Like to lay odds on whether the portrait paints Obama as weakling or as visionary?

A more nuts and bolts analysis of the program is a review found in the Boston Globe. Whereas Kennicott is mesmerized by Kirk's "tick-tock journalism," Sam Allis gets caught up in the sleazy wheeling and dealing, seeing ObamaCare as the great test of whether Obama's Administration would collapse barely one year into his first term.

Obama comes off as the man of steel, who refused to bend when others around him counseled "to put some points on the board''--put forth something smaller and easier to pass than the gigantic proposal which eventually passed. Obama's primary (only?) flaw is that he left management of the bill in the hands of the politicians on the Hill.

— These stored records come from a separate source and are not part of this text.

PR #748, opened 2025-05-07
fix: official IANA MIME type for Apache Parquet files

JoeCap08055:
The MIME type 'application/x-parquet' is old/deprecated/unofficial. The official MIME type is: `application/vnd.apache.parquet`.
Also added a missing magic number for this type.

https://www.iana.org/assignments/media-types/application/vnd.apache.parquet

- **One PR per file type.**

### DIFF
--- a/core.js
+++ b/core.js
@@ -920,7 +920,7 @@ export class FileTypeParser {
 			};
 		}
 
-		if (this.checkString('PAR1')) {
+		if (this.checkString('PAR1') || this.checkString('PARE')) {
 			return {
 				ext: 'parquet',
 				mime: 'application/vnd.apache.parquet',
--- a/core.js
+++ b/core.js
@@ -923,7 +923,7 @@ export class FileTypeParser {
 		if (this.checkString('PAR1')) {
 			return {
 				ext: 'parquet',
-				mime: 'application/x-parquet',
+				mime: 'application/vnd.apache.parquet',
 			};
 		}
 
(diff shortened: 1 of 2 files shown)


JoeCap08055:
> Hi @JoeCap08055, thanks for correcting the MIME type.
> 
> I failed to find any trace of documentation mentioning `PARE` is used as a magic byte signature for Apache Parquet files. Can you clarify where this comes from and why we should include that signature? Do you have an **original** file using that signature you can share?

@Borewit I saw it in the official IANA descriptor [here](https://www.iana.org/assignments/media-types/application/vnd.apache.parquet#:~:text=2%2E%20Magic%20number%28s%29%3A%20PAR1,%20PARE)

> Additional information:
>
> 1. Deprecated alias names for this type: x-parquet
> 2. **Magic number(s): PAR1, PARE**
> 3. File extension(s): .parquet
> 4. Macintosh file type code: not available
> 5. Object Identifiers: not available

Borewit:
Thanks for providing the background @JoeCap08055 , makes total sense to include that one indeed.

Borewit (approved):
LGTM

sindresorhus:
Looks good to me, but this is a breaking change and must wait for the next major version.

JoeCap08055:
> Looks good to me, but this is a breaking change and must wait for the next major version.

@sindresorhus that's unfortunate, but makes sense--is there a rough estimate of when that's expected?

Borewit:
@sindresorhus , we now have a number PR's with some minor API changes, I think this is a good moment to start merging those and start to work towards a major release.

But, according to Allis, "Down in the polls, he finally took personal control of the battle--no one else could match his campaign rhetoric"--and carried the day. How?

By taking "his show on the road for a month to sell health care reform to America" and by "acced[ing] to demands for an executive order ensuring that no federal funding from the bill would be used to pay for abortions." Talk about inaccuracies.

In fact, the more the President campaigned, the lesser the support for Obama. And he carried the day, not because the public swooned at his eloquence on the hustings, but because a group of erstwhile pro-life Democrats used the fig-leaf of an executive order to vote for a bill saturated in abortion-promoting ingredients.

"Obama's Deal" is on PBS at 9:00 EST.